» YOUR GOAL: If a line in the listing below includes the word "propagate", pick it out.

# # # #

PR #523, opened 2023-09-26
Alex/cheatcodes initial

### LINKED ISSUE #485: feat: use Foundry `Environment` based cheat codes
# Idea
In `arbiter-core` v0.5.0 we will have introduced a means to move block numbers and timestamps forward. However, we can do this (using `warp` and `roll`) and more by implementing the [environment cheatcodes](https://book.getfoundry.sh/cheatcodes/) provided by Foundry. There are a few others, at the very least, that will be helpful in managing our own environments and emulation. For instance `deal` will pass out raw ether to a specific address.

We would like to have more control over the database we are working with and give users more features from Foundry that they know and love.

### Importing Foundry EVM
First, let's note that all the relevant code for the cheatcodes lie in this [directory](https://github.com/foundry-rs/foundry/tree/5cfed63071ef1bb06f90190d2f678f546bfc971c/crates/evm/src/executor/inspector/cheatcodes). Stepping into the `mod.rs` we have the `Cheatcodes` struct which can contain a whole list of cheatcodes that can be applied. We can source the relevant crate by adding:
```toml
foundry-evm = { git = "https://github.com/foundry-rs/foundry.git" }
```

Note that this will require a bump in `tokio` via replacing our listed version with:
```toml
tokio = { version = "1.32.0", features = ["macros", "full"] }
```
It may be smart to pick a specific release of Foundry so that we do not have build issues moving forward.

Inside of `lib.rs` (most likely) we should then allow the cheatcodes module to be publicly usable by adding:
```rust
pub use foundry_evm::executor::inspector::cheatcodes::* as cheatcodes;
```
so that users using `arbiter-core` can simply have:
```rust
// now in their own project...
use arbiter_core::cheatcodes::*;
```
 
 ### Implementing Cheatcodes Inside `arbiter-core`
 
 #### The top level API
The cheatcodes should be accessible by a client that already has an interface to otherwise interact with the `Environment`. In v0.5.0 of `arbiter-core`, we have a user-facing function like this:
```rust
pub fn update_block(
        &self,
        block_number: impl Into<ethers::types::U256>,
        block_timestamp: impl Into<ethers::types::U256>,
    ) -> Result<ReceiptData, RevmMiddlewareError> {
        let block_number: ethers::types::U256 = block_number.into();
        let block_timestamp: ethers::types::U256 = block_timestamp.into();
        let provider = self.provider.as_ref();
        provider
            .instruction_sender
            .send(Instruction::BlockUpdate {
                block_number: block_number.into(),
                block_timestamp: block_timestamp.into(),
                outcome_sender: provider.outcome_sender.clone(),
            })
            .map_err(|e| RevmMiddlewareError::Send(e.to_string()))?;
        match provider.outcome_receiver.recv() {
            Ok(Ok(Outcome::BlockUpdateCompleted(receipt_data))) => Ok(receipt_data),
            _ => Err(RevmMiddlewareError::MissingData(
                "Block did not update Succesfully".to_string(),
            )),
        }
    }
```
Instead, we can replace this with a function that provides access to applying arbitrary Environment cheatcodes. In this case, a user can craft a cheatcode of their own by doing something along the lines of:
```rust
// inside of their own project
// pseudocode below
use arbiter_core::cheatcodes::Cheatcodes;
let cheatcode = Cheatcodes::new(something_goes_here);
client.apply_cheatcode(cheatcode);
```

#### Lower Level Implementation
We can bootstrap the work already done that applies the block update and send the `Instruction` over the channel to the `Environment` that the client is connected to. Inside of `arbiter-core` `environment.rs` module, we could make the change to the `Instruction` enum to be something like:
```rust
pub enum Instruction {
    Cheatcode(Cheatcode),
    Call {
        tx_env: TxEnv,
        outcome_sender: OutcomeSender,
    },
    Transaction {
        tx_env: TxEnv,
        outcome_sender: OutcomeSender,
    },
}
```

Then inside of the `Environment::run()` function, we would need to edit this match leg to reflect this somehow:
```rust
Instruction::Cheatcode(cheatcode) => {
                   // unbundle the cheatcode to see what it is doing
                   // check if it changes the block data, if so, make sure we are still in `UserControlled` variant.
                   // ~snip any other checks
                  cheatcode.apply_cheatcode(evm.db(), client.address(), 
                  }
```
Note that the above won't quite work, but it gets the point across. If you [look here](https://github.com/foundry-rs/foundry/blob/5cfed63071ef1bb06f90190d2f678f546bfc971c/crates/evm/src/executor/inspector/cheatcodes/mod.rs#L212), `Cheatcode` has a method that takes in a `EVMData` object which we can certainly construct from our `evm`'s DB. Most of it is changing the `evm.env` data. This should all be doable with (hopefully) minimal extra code written.

Finally, some kind of verification should be send as an output using this edited enum:
```rust
pub enum Outcome {
    CheatcodeCompleted(SomeDataToReturn),
    CallCompleted(ExecutionResult),
    TransactionCompleted(ExecutionResult, ReceiptData),
}
```

--- 

## Further notes

- I'm realizing now we might just want to `pub use ..:cheatcodes::env::*`.
- Notice now here we have a PUBLIC function [`apply()` here](https://github.com/foundry-rs/foundry/blob/5cfed63071ef1bb06f90190d2f678f546bfc971c/crates/evm/src/executor/inspector/cheatcodes/env.rs#L322)`

Alexangelj:
Closes #485 by creating the "Cheatcode" item of the Instruction enum and a "Cheatcodes" enum with the implemented cheatcodes. Adds a method `apply_cheatcode` to the client to send cheatcode instructions to the enviroment, very straightforward stuff!

#485 

**Changes**
- Removes Instruction::Deal
- Removes Outcome::DealCompleted
- Removes Middleware::deal()
- Adds Instruction::Cheatcode
- Adds Cheatcodes enum
- Adds Middleware::apply_cheatcode()
- Implements the Store, Load, and Deal cheatcodes in the environment instruction processing switch
- Adds a test for the store and load cheatcodes
- Edits the deal tests to use the new apply_cheatcode method


Alexangelj:
It's not quite ready - Load cheatcode doesn't work because apply_cheatcode method does not return a value, which some cheatcodes might. Will need to think about how to handle this, since the return values could be non-existent or a certain type.

0xJepsen:
> It's not quite ready - Load cheatcode doesn't work because apply_cheatcode method does not return a value, which some cheatcodes might. Will need to think about how to handle this, since the return values could be non-existent or a certain type.

Could we have the `apply_cheatcode` return an option? Or does it need to return something at since it sends results to the sender?

0xJepsen (commented):
Asked some questions

Alexangelj:
> > It's not quite ready - Load cheatcode doesn't work because apply_cheatcode method does not return a value, which some cheatcodes might. Will need to think about how to handle this, since the return values could be non-existent or a certain type.
> 
> Could we have the `apply_cheatcode` return an option? Or does it need to have it's signature changed at all since it sends result to the `outcomesender`?

Yeah I'm leaning towards not changing the signature and just using the outcome sender stuff to get the result - but trying to do that and running into some errors, so fixing that

Alexangelj:
Figured out the bug - since we are "catching" the results of applying a cheatcode, if we fail to catch one of the apply's we might get the return value of a different cheatcode, e.g.:

cheatcode::store -> dont catch
cheatcode::load -> catch

we catch the store result here, not the load result

0xJepsen:
> if we fail to catch one of the apply's we might get the return value of a different cheatcode, e.g.:



> Figured out the bug - since we are "catching" the results of applying a cheatcode, if we fail to catch one of the apply's we might get the return value of a different cheatcode, e.g.:
> 
> cheatcode::store -> dont catch cheatcode::load -> catch
> 
> we catch the store result here, not the load result
> 
> edit: it's not the best developer experience to remind everyone they need to catch all the results

Jus to clarify, are you saying that it's not a great devex to propagate the errors back with results? What do you mean by catch

Alexangelj:
> > if we fail to catch one of the apply's we might get the return value of a different cheatcode, e.g.:
> 
> > Figured out the bug - since we are "catching" the results of applying a cheatcode, if we fail to catch one of the apply's we might get the return value of a different cheatcode, e.g.:
> > cheatcode::store -> dont catch cheatcode::load -> catch
> > we catch the store result here, not the load result
> > edit: it's not the best developer experience to remind everyone they need to catch all the results
> 
> Jus to clarify, are you saying that it's not a great devex to propagate the errors back with results? What do you mean by catch

Yeah I mean if you don't catch it, and you try to catch something else later, you might catch the result you didnt catch earlier in the outcome sender recv

Alexangelj:
I fixed it with my latest commit - for some reason the submodules also got pushed?

0xJepsen:
> I fixed it with my latest commit - for some reason the submodules also got pushed?

Oh man yeah this is a pain, i think @kinrezC has a nice trick to remove them recursively so they don't get pushed? After that, and the merge conflicts it should be good to go

Alexangelj:
Alright, good to review + merge!

0xJepsen (changes requested):
Only thing i have a problem with is the gitsubmodules, can we get those removed?

Alexangelj:
> Only thing i have a problem with is the gitsubmodules, can we get those removed?

Removed!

# # # #

» FINISHED TASK:
Jus to clarify, are you saying that it's not a great devex to propagate the errors back with results? What do you mean by catch
> Jus to clarify, are you saying that it's not a great devex to propagate the errors back with results? What do you mean by catch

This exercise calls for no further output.